More changes coming at Tesla as Model 3 production hits critical phase
Elon Musk has not been pulling any punches when it comes to reorganizing Tesla to finally (hopefully?) start turning a profit. Last month, Musk sent an all-hands email decrying meetings, the chain of command, Tesla’s contractors, and excessive spending, but it seems that he isn’t done.
According to an email seen by Electrek, Musk is going to “flatten the management structure,” trimming operations and combining roles to make things more efficient. Given Musk’s well-documented hatred of bureaucracy and a new-found need to actually make money, this isn’t the most surprising move, but adding to the chaos at a critical time for Tesla is a bold move.
Tesla is entering a genuinely critical phase of production for the next six months. After a difficult first year of Model 3 production, Tesla is running out of investor patience (and, more importantly, money), and Musk is gambling that the company will be cash-flow positive by the end of the year thanks to an increased Model 3 production rate. If he misses that target, Tesla will be forced to raise more cash from investors, a process that might not go so smoothly this time around.

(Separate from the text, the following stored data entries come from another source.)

PR #1313, opened 2026-03-22
Support Host PowerOn/PowerOff and VM Delete Operation

shashank-gowda:
API support for Host Power On/Off and VM Delete operations

### DIFF
--- a/app/controllers/api/vms_controller.rb
+++ b/app/controllers/api/vms_controller.rb
@@ -54,6 +54,10 @@ module Api
       enqueue_ems_action(type, id, "Deleting", :method_name => "destroy")
     end
 
+    def terminate_resource(type, id = nil, _data = nil)
+      enqueue_ems_action(type, id, "Terminating", :method_name => "vm_destroy", :supports => true)
+    end
+
     def set_owner_resource(type, id = nil, data = nil)
       api_resource(type, id, "Setting owner of") do |vm|
         owner = data.blank? ? "" : data["owner"].strip
--- a/spec/requests/hosts_spec.rb
+++ b/spec/requests/hosts_spec.rb
@@ -1,4 +1,17 @@
 RSpec.describe "hosts API" do
+  include Spec::Support::SupportsHelper
+
+  let(:zone) { FactoryBot.create(:zone, :name => "api_zone") }
+  let(:ems) { FactoryBot.create(:ems_vmware, :zone => zone) }
+  let(:power_state) { "unknown" }
+  let(:host) { FactoryBot.create(:host, :ext_management_system => ems, :power_state => power_state) }
+  let(:host1) { FactoryBot.create(:host, :ext_management_system => ems) }
+  let(:host2) { FactoryBot.create(:host, :ext_management_system => ems) }
+  let(:host_url) { api_host_url(nil, host) }
+  let(:host1_url) { api_host_url(nil, host1) }
+  let(:host2_url) { api_host_url(nil, host2) }
+  let(:invalid_host_url) { api_host_url(nil, ApplicationRecord.id_in_region(999_999, ApplicationRecord.my_region_number)) }
+
   describe "editing a host's password" do
     context "with an appropriate role" do
       it "can edit the password on a host using new/react format" do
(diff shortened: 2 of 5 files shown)


agrare:
Hey @shashank-gowda can you squash all of the "Fix * Issues" commits into the first commit?

My philosophy, if multiple commits are helping to show the progress of what was done in a PR in a way that would be helpful for someone to understand later on then I keep them as separate commits.  If I'm just fixing something minor that doesn't actually show the progression of work (aka small test failures, rubocop warnings, syntax errors, etc... that were introduced in the same PR) then I amend/squash

spec/requests/hosts_spec.rb
```diff
@@ -266,5 +282,110 @@
     end
   end
 
+  describe "Host start action" do
+    it "starts an invalid host" do
```
agrare: The name of these tests are a little misleading, I would expect something like: `"starting an invalid host fails with Not Found"`

spec/requests/hosts_spec.rb
```diff
@@ -266,5 +282,110 @@
...
+      api_basic_authorize action_identifier(:hosts, :start)
+
+      post(invalid_host_url, :params => gen_request(:start))
+
+      expect(response).to have_http_status(:not_found)
+    end
+
+    it "starts an invalid host without appropriate role" do
```
agrare: Same here, `"starting a host without the appropriate role fails with Forbidden"`
Also, best to use a valid host so the only reason this would fail is because of the role

spec/requests/hosts_spec.rb
```diff
@@ -266,5 +282,110 @@
...
+      api_basic_authorize
+
+      post(invalid_host_url, :params => gen_request(:start))
+
+      expect(response).to have_http_status(:forbidden)
+    end
+
+    it "starts a powered on host" do
+      api_basic_authorize action_identifier(:hosts, :start)
+      update_power_state("on", host)
```
agrare: It is better to do this with a context and `let(:power_state)` instead of updating created records.  When running tests in parallel this is one way that sporadic test failures can be introduced.

If you do this above
```
let(:host) { FactoryBot.create(:host, :ext_management_system => ems, :power_state => power_state) }
let(:power_state) { "on" }
```

Then here you can do:
```
context "with a powered on host"
  let(:power_state) { "on" }

  it "fails due to invalid power state" do
    ...
```

app/controllers/api/vms_controller.rb
```diff
@@ -54,6 +54,10 @@ def delete_resource(type, id, _data = nil)
       enqueue_ems_action(type, id, "Deleting", :method_name => "destroy")
     end
 
+    def terminate_resource(type, id = nil, _data = nil)
+      enqueue_ems_action(type, id, "Terminating", :method_name => "vm_destroy", :supports => true)
+    end
```
agrare, line 59: Why call the action terminate and not destroy since that matches the name on the backend?

shashank-gowda: @agrare The existing delete_resource action maps to the backend destroy method. To avoid confusion between the two different operations, I used the term terminate for the action that invokes vm_destroy.

spec/requests/hosts_spec.rb
```diff
@@ -1,4 +1,16 @@
...
+  include Spec::Support::SupportsHelper
+
+  let(:zone) { FactoryBot.create(:zone, :name => "api_zone") }
+  let(:ems) { FactoryBot.create(:ems_vmware, :zone => zone) }
+  let(:host) { FactoryBot.create(:host, :ext_management_system => ems) }
+  let(:host1) { FactoryBot.create(:host, :ext_management_system => ems) }
+  let(:host2) { FactoryBot.create(:host, :ext_management_system => ems) }
+  let(:host_url) { api_host_url(nil, host) }
+  let(:host1_url) { api_host_url(nil, host1) }
+  let(:host2_url) { api_host_url(nil, host2) }
```
agrare, line 12: I don't see these used any longer they can be deleted

spec/requests/hosts_spec.rb
```diff
@@ -1,4 +1,16 @@
 RSpec.describe "hosts API" do
+  include Spec::Support::SupportsHelper
+
+  let(:zone) { FactoryBot.create(:zone, :name => "api_zone") }
+  let(:ems) { FactoryBot.create(:ems_vmware, :zone => zone) }
+  let(:host) { FactoryBot.create(:host, :ext_management_system => ems) }
+  let(:host1) { FactoryBot.create(:host, :ext_management_system => ems) }
+  let(:host2) { FactoryBot.create(:host, :ext_management_system => ems) }
```
agrare, line 9: And then we don't need these either

spec/requests/hosts_spec.rb
```diff
@@ -266,5 +278,131 @@
     end
   end
 
+  describe "Host start action" do
+    let(:host) { FactoryBot.create(:host, :ext_management_system => ems, :power_state => power_state) }
```
agrare: If you updated the `let(:host)` up on [[line 6]](https://github.com/ManageIQ/manageiq-api/pull/1313/changes#diff-3d401e551f3cbc5dfe8b3ae769b2dd7cbc1371be8f8c2a2a3c691a01fd5e211eR6) to include the `:power_state` then you wouldn't need to redefine this here, you would only need to set the `let(:power_state)` in the context (you'll need a default power_state above also)

spec/requests/hosts_spec.rb
```diff
@@ -266,5 +278,131 @@
...
+        expect(MiqQueue.where(:method_name => "start",
+                              :user_id     => @user.id,
+                              :group_id    => @user.current_group.id,
+                              :tenant_id   => @user.current_tenant.id).count).to eq(1)
+      end
+
+      it "starts multiple hosts" do
+        api_basic_authorize collection_action_identifier(:hosts, :start)
+        host1_with_power = FactoryBot.create(:host, :ext_management_system => ems, :power_state => "off")
+        host2_with_power = FactoryBot.create(:host, :ext_management_system => ems, :power_state => "off")
```
agrare: Why redeclare these here and [[here]](https://github.com/ManageIQ/manageiq-api/pull/1313/changes#diff-3d401e551f3cbc5dfe8b3ae769b2dd7cbc1371be8f8c2a2a3c691a01fd5e211eR394-R395) instead of in the top level describe like you had before?

agrare:
@shashank-gowda can you add a PR to update the API documentation to add these new endpoints? https://github.com/ManageIQ/manageiq-documentation/tree/master/api

agrare (approved):

agrare:
@shashank-gowda have you added these endpoints to the API documentation?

With so much at stake, it seems that Musk isn’t taking chances with his current management structure. He announced that the company’s management would be getting a reorganization during the last earnings call, but in an email today, he outlined some more specific changes:
To ensure that Tesla is well prepared for the future, we have been undertaking a thorough reorganization of our company. As part of the reorg, we are flattening the management structure to improve communication, combining functions where sensible and trimming activities that are not vital to the success of our mission.
Although this sounds like some management positions are going, this doesn’t appear to be a full-scale workforce reduction. Tesla still has dozens of open positions in everything from manufacturing to Autopilot software engineering.